All 48 states? Nope. Neither one will adapt to freezing temperatures. It's so blown out of proportion it's not funny. (Thank the media) And, at the same time it's a real threat in warm states.

Biting a 4yr olds hand off?







They don't have the teeth for it. They would need teeth like a... umm.. piranha









*Moved somewhere*


----------



## TommyBlaze (Jan 16, 2004)

The banning of snakeheads is such bs its unbeleivable







The chinese snakehead is the culprit for the nation wide banning. The more popular red snakehaed was a pleasure in your tank.


----------



## Innes (Jan 13, 2003)

I believe that I should be alloowed to buy these fish should I have the cash and the environment ready, I also believe other experianced fishkeepers should be allowed to buy these, but I do not believe that everybody should be allowed to buy these....
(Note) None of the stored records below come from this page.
PR #1377, opened 2023-03-20
fix(RTE): split up sanitize regex to prevent invalid markup

chrishelgert:
The previously introduced regex for cleaning up unwanted linebreaks and whitespaces had an issue with some inline tags and produced therefore invalid markup.
We now split up the regex into two replacements, this will fix the behaviour and the RTE no longer crashes the page.

### DIFF
--- a/packages/rich-text/src/plugins/PasteHTML/utils/sanitizeHTML.ts
+++ b/packages/rich-text/src/plugins/PasteHTML/utils/sanitizeHTML.ts
@@ -21,6 +21,8 @@ const stripMetaTags = (doc: Document): Document => {
   return doc;
 };
 
+type Replacer = (innerHTML: string) => string;
+
 // Attention: Order is important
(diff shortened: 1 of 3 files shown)


aodhagan-cf (approved):

packages/rich-text/src/plugins/PasteHTML/utils/sanitizeHTML.ts
```diff
@@ -31,31 +33,50 @@ export const sanitizeHTML = (html: string): string => {
...
+    // remove whitespaces before the ending block element tag
+    (innerHTML) =>
+      innerHTML.replace(
+        /\s*<\/(div|p|table|thead|tbody|tr|td|th|caption|col|colgroup|ol|ul|li)/g,
+        '</$1'
+      ),
+  ];
+
+  // Call this replacer only if there are tables inside, as it can have a larger performance impact
+  if (doc.querySelector('table')) {
```
chrishelgert, line 60: Had an example where it took ~4.5s to run this (and it didn't change anything)

PR #1384, opened 2023-03-30
fix(rte): pasting tables from ms word or google docs freezes the page

chrishelgert:
Fixes the bug that pasting tables from ms word or google docs are freezing the page or crashing the browser.
Previously we had this regex `/(.*\s)?<div.*>\s*(<table(?:.|\s)*<\/table>)\s*<\/div>(.*\s)?/g`.

What causes the issue was this one `<div.*>` as it also allows to include a nested div like
```
<div className="a">
  <div className="b"></div>
  <table>...</table>
</div>
```
to be parsed to this
```
<div className="a">
<table>...</table>
```
which will be invalid markup.

So the adjusted regex `/<div[^>]*>\s*(<table(?:.|\s)*<\/table>)\s*<\/div>/g` will not allow nested tags and is therefore safer to use. Also the `(.*\s)?` capture groups are not necessary and the removal will speed things up.


2wce (approved):

packages/rich-text/src/plugins/PasteHTML/utils/sanitizeHTML.ts
```diff
@@ -59,13 +59,11 @@ export const sanitizeHTML = (html: string): string => {
...
     // remove div container from tables
-    // capture groups explained:
-    // 1. and 3. every content/linebreaks before and after the div container
-    // 2. the table inside the container, including content and linebreaks
     // The div container including attributes and possible linebreaks inside wil be removed
-    replacers.unshift((innerHtml) =>
-      innerHtml.replace(/(.*\s)?<div.*>\s*(<table(?:.|\s)*<\/table>)\s*<\/div>(.*\s)?/g, '$1$2$3')
-    );
+    replacers.unshift((innerHtml) => {
+      const result = innerHtml.replace(/<div[^>]*>\s*(<table(?:.|\s)*<\/table>)\s*<\/div>/g, '$1');
```
DanweDE, line 64: @chrishelgert :see_no_evil: `(.|\s)*` can lead to [catastrophic backtracking](https://www.regular-expressions.info/catastrophic.html) prefer `[\s\S]*`

Also, wonder if that one's supposed to be greedy (matters when there are multiple tables)

PR #1385, opened 2023-04-03
fix: correct misleading action origin on paste event - rich text

MayaGillilanContentful:
Since we can't (without a major reworking) differentiate between shortcut and viewport action origins in this case, this adds a basically "could be either" origin. Even though it doesn't add any information atm, it does clear things up on the tracking side, and if we ever for some reason add pasting to the toolbar, it will be differentiated from there.


chrishelgert (approved):
Do we need to adapt a segment schema before we ship it?

MayaGillilanContentful:
> Do we need to adapt a segment schema before we ship it?

Nope! It's only changing an action name which is not limited to a certain set of strings in schema.

PR #1391, opened 2023-04-05
feat: upgrade cypress [TOL-1036]

2wce:
This upgrades cypress to the latest version & fixes the issues that arise from it including upgrading webpack


cypress.config.ts
```diff
@@ -0,0 +1,50 @@
+import { defineConfig } from 'cypress';
+
+// @ts-expect-error -- no types
+import webpackConfig from './webpack.config.js';
```
chrishelgert, line 4: we could also define it as `.ts` file 🤔 
What do you think about naming it, so we know that it is for cypress? or inline it inside the cypress.config.ts

cypress/component/mount.tsx
```diff
@@ -2,15 +2,18 @@ import React from 'react';
 
 import { GlobalStyles } from '@contentful/f36-core';
 import tokens from '@contentful/f36-tokens';
-import { mount as cyMount } from '@cypress/react';
-import { MountOptions } from '@cypress/react/dist/mount';
+import { mount as cyMount, MountReturn } from '@cypress/react';
+import { MountOptions } from '@cypress/react';
```
chrishelgert, line 6: NIT: we could combine it with the previous `import` statement ;)

cypress/tsconfig.json
```diff
@@ -5,14 +5,14 @@
     "baseUrl": "../node_modules",
     "lib": ["es5", "dom"],
     "target": "ES6",
-    "types": ["cypress", "@types/testing-library__cypress"],
-    "resolveJsonModule": true,
+    "types": ["cypress", "@types/testing-library__cypress", "jest"],
```
chrishelgert, line 8: Do we still need the `jest` after we added the webpack.config?

chrishelgert (approved):
Some small comments, but looks great otherwise 🥇 
The tests are running a lot faster and more stable 🎉

PR #1400, opened 2023-04-19
fix: [RTE] embed entries in correct place when using hotkeys

MayaGillilanContentful:
Removing selection in https://github.com/contentful/field-editors/pull/1354 and https://github.com/contentful/field-editors/pull/1353 introduced a regression specifically for users of hotkey insertion. Focusing improvements in those PRs are retained.


YvesRijckaert:
@MayaGillilanContentful Can we add a test that covers this please? So we don't remove it again in the future!

MayaGillilanContentful:
> @MayaGillilanContentful Can we add a test that covers this please? So we don't remove it again in the future!

I thought about this, not sure if we can actually since we only have a mock slide-in on the field-editors testing which doesn't actually "exist" or trigger any of this `sdk.navigator` watching logic that Daniel implemented. Or do you have another idea on how we could test it?

PR #1412, opened 2023-05-09
chore(rich-text-app): update dependencies to be startable again []

chrishelgert:
Currently the rich-text-app cannot be started, update dependencies to get it working again on the short term.
For the long term it needs some more magic to be working well again. (Follow up ticket)

### DIFF
--- a/apps/rich-text-app/package.json
+++ b/apps/rich-text-app/package.json
@@ -3,11 +3,11 @@
   "version": "2.0.0",
   "private": true,
   "dependencies": {
-    "@contentful/app-sdk": "^4.3.0",
+    "@contentful/app-sdk": "^4.6.0",
     "@contentful/f36-components": "^4.0.27",
     "@contentful/f36-tokens": "^4.0.0",
-    "@contentful/field-editor-rich-text": "^2.0.0-next.45",
-    "@contentful/field-editor-single-line": "^0.15.6",
+    "@contentful/field-editor-rich-text": "^3.4.21",
+    "@contentful/field-editor-single-line": "^1.2.0",
     "react": "^17.0.2",
     "react-dom": "^17.0.2"
   },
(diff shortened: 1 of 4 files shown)


aodhagan-cf (approved):

apps/rich-text-app/package.json
```diff
@@ -20,7 +20,7 @@
     "upload-ci": "contentful-app-scripts upload --ci --bundle-dir ./build  --organization-id $CONTENTFUL_ORG_ID --definition-id $CONTENTFUL_APP_DEF_ID --token $CONTENTFUL_ACCESS_TOKEN"
   },
   "eslintConfig": {
-    "extends": "react-app"
```
andipaetzold, line 23: We shouldn't use relative paths here. Otherwise, people cannot copy that folder without changing the package.json. The example should not depend on anything outside of its folder.

apps/rich-text-app/src/index.tsx
```diff
@@ -1,24 +1,24 @@
 import * as React from 'react';
 import { render } from 'react-dom';
-import { init, FieldExtensionSDK, locations } from '@contentful/app-sdk';
+import { FieldExtensionSDK, DialogExtensionSDK, init, locations } from '@contentful/app-sdk';
```
andipaetzold, line 3: As we are already changing things here: `FieldAppSDK` and `DialogAppSDK` are the new names for these types. The old types will be removed in App SDK v5

andipaetzold (changes requested):

apps/rich-text-app/src/index.tsx
chrishelgert: We don't have this types here yet ("@contentful/app-sdk": "^4.6.0") and I assume we have to do this upgrade then also for all the Editors?
So would vote to do this in a separate ticket

andipaetzold: True, I assumed you upgraded to latest

-> another PR

package.json
andipaetzold, line 1: As we don't have a dependency to the root anymore, we can also remove this, right?

chrishelgert: Sadly not, if I remove the changes here, eslint complains about a plugin conflict for `react` :(

andipaetzold: That feels like something is not configured correctly, then :/ 
As written before: the example should be able to live alone

PR #1413, opened 2023-05-11
feat: setup swc compilation [TOL-1070]

2wce:
Migrating from TSDX to SWC transpilation only 💪
Migrating from Docz to Storybook 📕
Supporting ESM only packages 🤖


cypress/e2e/DateEditor.spec.ts
```diff
@@ -79,15 +118,18 @@ describe('Date Editor', () => {
...
-
       selectors.getDateInput().should('be.visible').should('have.value', '');
       selectors
         .getTimeInput()
         .should('be.visible')
         .should('have.attr', 'date-time-type', '24')
         .should('have.attr', 'placeholder', '00:00')
         .should('have.value', '00:00');
-      selectors.getTimezoneInput().should('be.visible').should('have.value', '+00:00');
+      // TODO find a better way
```
chrishelgert, line 128: out of curiosity: why did we have to change the whole date behavior in this file?

cypress/e2e/MarkdownOrganizeLinks.spec.ts
```diff
@@ -1,16 +1,18 @@
+import { getIframe } from '../fixtures/utils';
+
 describe('Markdown Editor / Organize Links', () => {
   const selectors = {
     getInput: () => {
-      return cy.get('[data-test-id="markdown-textarea"] [contenteditable]');
+      return getIframe().findByTestId('markdown-textarea').find('.CodeMirror-code');
```
chrishelgert, line 6: on the other ones we still use contenteditable, whats the difference here for .CodeMirror-code?

cypress/support/commands.js
```diff
@@ -8,34 +8,42 @@
...
-import '@testing-library/cypress/add-commands';
-import { configure } from '@testing-library/cypress';
 import { register } from '@cypress/snapshot';
+import { configure } from '@testing-library/cypress';
+import '@testing-library/cypress/add-commands';
 
 register();
 configure({ testIdAttribute: 'data-test-id' });
 
+const getIframeWindow = () => {
```
chrishelgert, line 18: that's the same as in cypress/fixtures/utils, can't we reuse it?

packages/date/.swcrc
```diff
@@ -0,0 +1,18 @@
+{
```
chrishelgert, line 1: ❓ could the .swcrc config also be shared?
 having one base config and then import/export it here?

packages/json/tsconfig.json
```diff
@@ -3,6 +3,8 @@
   "include": ["src", "types"],
   "compilerOptions": {
     "module": "esnext",
+    "moduleResolution": "bundler",
```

some people should just not keep living creatures.... period.

and so if the laws prevent these people getting animals then I'm ok with them, I'd prefer nobody had these species than some good people, and some bad.


----------



## Innes (Jan 13, 2003)

TommyBlaze said:


> The banning of snakeheads is such bs its unbeleivable
> 
> 
> 
> ...


 it is not BS, what is bs is the fact that people cannot take responsibility for the fish they buy.... I am 100% in support of the snakehead ban in the USA as it needed to happen for the long term interests on the local wildlife.


----------



## sweet lu (Oct 3, 2003)

but as many people have said that *EXPERIENCED* people should only keep these

how do we know who is "experienced" or not

like i would never go dump a fish in a lake but you call me inexperienced all of the time


----------



## Innes (Jan 13, 2003)

sweet lu said:


> but as many people have said that *EXPERIENCED* people should only keep these
> 
> how do we know who is "experienced" or not
> 
> like i would never go dump a fish in a lake but you call me inexperienced all of the time


 by experienced I mean someone who knows about the fish, the dangers of the fish, and how to look after it properly.


----------



## sweet lu (Oct 3, 2003)

but how can we judge someone on wether or not they have the info and experience to take care of these fish


----------



## Mettle (Dec 29, 2003)

sweet lu said:


> but how can we judge someone on wether or not they have the info and experience to take care of these fish


 I think that's Iness' point... We can't judge and thus a 100% ban is necessary.


----------



## Mettle (Dec 29, 2003)

Also, on the note of lungfish... There was one featured in a pic on PFish and it was HUGE. Many people said it was more than capable of biting someone's hand/arm off...


----------



## Innes (Jan 13, 2003)

Mettle said:


> sweet lu said:
> 
> 
> > but how can we judge someone on wether or not they have the info and experience to take care of these fish
> ...












perhaps zoos and conservation centers might get special permission, but yes that is my point


----------



## sweet lu (Oct 3, 2003)

Innes said:


> Mettle said:
> 
> 
> > sweet lu said:
> ...


 i was getting a different vibe from the post but now i see what you were trying to get at

i 100% agree that you cant judge someone and there fore they should ether be all legal or all banned

but sense there are certain people that are stupid then we have to have a ban on all of them

that is why i have age laws and junk cause i think if you can do it right then why have to wait till other people who dont know you be able to say no


----------



## crazyklown89 (Aug 28, 2003)

Give them a 'lil test before they buy the fish, like on how to care for the fish, feeding, temp, tank size, etc.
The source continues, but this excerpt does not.